David Abrahams wrote:

> I think the "quoted" name hurts the understandability of the idiom for
> anyone but a lisp programmer. There are technical reasons apart from
> broken compilers to prefer this idiom, but I'll let Aleksey address
> them.

I'm certainly not a Lisp programmer, so that absolutely could
be the case. As I said, I'm approaching this from a novice
standpoint. I'd like to hear about the other technical reasons.
I have _Generative_Programming_ but haven't got to that point
in the book yet. :)

>>By this point I was almost totally dumbfounded. That's a lot of
>>ugly code to do a conceptually very simple thing. Andrei is right.
>>Template metaprogramming is more naturally expressed using recursion
>>because templates define a functional language. I'm reminded of the
>>ugly transformations from recursion to iteration, or explicity
>>coding a parser value stack rather than using inherited and
>>synthesized attributes. Yes, it's possible, but why do it when it
>>is often much simpler to let things "fall out" naturally? Less
>>code, fewer bugs.
>
> I think you're drawing conclusions from things unrelated to the
> conclusions themselves.

Err..urm...huh? What things?

> People have the same complaints about the STL. We all know that the
> use of lots of composers and binders can make code hard to read, and
> many of us wouldn't write that way for runtime code.

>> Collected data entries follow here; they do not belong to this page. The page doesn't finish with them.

PR #256, opened 2016-04-26
Adds official rules

### LINKED ISSUE #243: Official Rules
We need to include official rules in the "Competition info" email. In order to do this we'll need to:

- [x] add a field to the waiting room split form for the link to the Google Doc
- [x] create a token for this field to be referenced in the email body
- [x] update the copy of the email body to end with [official rules](:official_rules_link:). This should go below the :sender_name: (with a paragraph space in between)

deadlybutter:
#### What's this PR do?
Adds official rules to competitions & split view.

- Does the migration add the column?
- Can you split + add official rules?
- Does the :rules: token work?
- Is the default updated?

Competition w/ Rules column + value
screen shot 2016-04-26 at 1 35 13 pm

Test email w/ Rules token 
screen shot 2016-04-26 at 1 35 50 pm

Rules at bottom of competition info email is now the default
screen shot 2016-04-26 at 1 36 48 pm

Rules added to split form
screen shot 2016-04-26 at 1 37 54 pm

In Email on line 148 I had to move the leaderboard variables out of the functions first line because stuff like top3 doesnt exist for a non leaderboard email, and this was giving errors when I tried to send a non leaderboard email. Error below: 

screen shot 2016-04-26 at 1 27 18 pm

Fixes #243


deadlybutter:
@sbsmith86 @weerd or @angaither anyone wanna give this a look?

database/migrations/2016_04_26_151130_add_rules_to_competition.php
```diff
@@ -0,0 +1,31 @@
...
+{
+    /**
+     * Run the migrations.
+     *
+     * @return void
+     */
+    public function up()
+    {
+        Schema::table('competitions', function (Blueprint $table) {
+            $table->string('rules');
```
angaither: add this `after->('leaderboard_msg_day')`

deadlybutter: what does that do?

app/Services/Email.php
```diff
@@ -133,8 +134,6 @@ protected function parseLinks($string)
      */
     protected function setupEmail()
     {
-        $leaderboardVars = $this->getLeaderboardVars($this->users);
```
angaither: I think this was moved out of the loop on purpose, since the leaderboard is the same for all users

deadlybutter: see #context for why I moved it

database/migrations/2016_04_26_151130_add_rules_to_competition.php
angaither: adds it in before the `created_at` and `udpated_at` cols in the db

deadlybutter: oh cool, okie dokes one sec

app/Http/Requests/SplitRequest.php
```diff
@@ -24,6 +24,7 @@ public function rules()
         return [
             'competition_end_date' => 'required|date|after:today',
             'leaderboard_msg_day' => 'required',
+            'rules' => 'required',
```
angaither: I think we could add this should be a url as well https://laravel.com/docs/5.2/validation#rule-url

app/Services/Email.php
angaither: I saw that, but we don't want to process leaderboard vars for each user

deadlybutter: Diego cleaned up a lot of that processing stuff, it only processes the leaderboard once and then it gets stored in flash() -- I can play with moving it out if you prefer tho

database/migrations/2016_04_26_151130_add_rules_to_competition.php
angaither: this should also probably be nullable

app/Services/Email.php
weerd: For context, yes it gets stored in Flash, but only for the next `request` and then it's gone again. I didn't want to store for too long since it's meant to be data that might change quickly. Buuuut wanted to have it in flash for like if you loaded the leaderboard page, and then wanted to export the data of that page (no sense in doing all the heavy processing again for that same info). @deadlybutter not sure if each email cycle would be considered the same request or each is a unique one :shrug:... so flashed data may not be available. Just something to consider since I hadn't intended it to be used outside of a first and second request cycle.

deadlybutter:
just trying to fix one bug but everything else has been fixed @angaither

deadlybutter:
ok apparently there wasnt a bug.... just another case where inserting a `log` statement makes the code work. dunno if this is PHP, laravel, vagrant, blargh.

anyway @angaither i think this is good to merge now

resources/views/waitingrooms/partials/_form_split.blade.php
```diff
@@ -13,6 +13,11 @@
             <input type="number" name="competition_max" id="competition_max" class="text-field" value="300" data-total="{{count($room->users)}}" }/>
         </div>
 
+        <div class="form-item -padded">
+            <label class="field-label" for="rules">Rules URL:</label>
+            <input type="text" name="rules" id="rules" class="text-field" value="docs.google.com/the-rules" />
```
weerd: Is `docs.google.com/the-rules` an actual link?

weerd: If not then don't make this the value, make it the `placeholder` attribute.

deadlybutter: 👍

app/Services/Email.php
sbsmith86: also i fixed the issue with the `$topThree` var in PR #245. I had to define the variable outside of the forloop that was seeing values inside for it as @weerd suggested [here](https://github.com/DoSomething/gladiator/pull/244#discussion_r60791479) So it shouldn't be a problem anymore once you rebase with master.

deadlybutter: oh ok, i just ended up adding a second if(is leaderboard email) but sounds like rebasing would just be cleaner

app/Services/Email.php
```diff
@@ -79,6 +79,7 @@ protected function defineTokens($user)
             ':reportback_noun:'       => strtolower($this->contest->campaign->reportback_info->noun),
             ':reportback_verb:'       => strtolower($this->contest->campaign->reportback_info->verb),
             ':sender_name:'           => $this->contest->sender_name,
+            ':rules:'                 => ! is_null($this->competition) ? $this->competition->rules : '',
```
sbsmith86: Maybe we should call this token `:rules_url:` or something like that. So admins can be clear if they just want to print out the raw URL in the email or if they want to be able to hyperlink with in text with markdown. Similar to how we do with the `prove_it_link`

deadlybutter:
🆗  I think I got everything covered

app/Http/Requests/SplitRequest.php
```diff
@@ -24,6 +24,7 @@ public function rules()
         return [
             'competition_end_date' => 'required|date|after:today',
             'leaderboard_msg_day' => 'required',
+            'rules' => 'required|url',
```
sbsmith86: You use `:rules_ur:` in the body fields of the default messages but didn't change it here.

deadlybutter: Ah yeah makes sense to do that

sbsmith86: oh wait no this is the Request class haha sorry.

weerd: Doesn't hurt to update it to `rules_url` and same in the form field attributes... Would be more explicit which isn't a bad thing ;)

weerd:
Just that comment on `rules_url` potential update... otherwise 👍

deadlybutter:
All updated, seems to still work when I test w/ Mandrill

deadlybutter:
Can I merge this?

weerd:
👍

That's exactly what I was getting at, though I didn't state it
explicitly. We don't like STL code that looks messy, so why
should MPL code be messy?

> Let's see if we can rewrite Mat's example more simply, if in more
> characters:

Good, this is a useful exercise.

> // Now we can define GenScatterHierarchy
>
> template <class TList, class Transformation>
> struct GenScatterHierarchy {
> typedef boost::mpl::for_each<
> TList, EmptyType, inherit_transformed<Transformation>
> >::state type;
> };

This is certainly much more readable. "Aggregating" the
pieces-parts into inherit_transformed improved my understanding
greatly. Still, a looping construct to generate trees seems
a little "out of place." For me, recursion is just much more
natural. Perhaps this isn't true for most.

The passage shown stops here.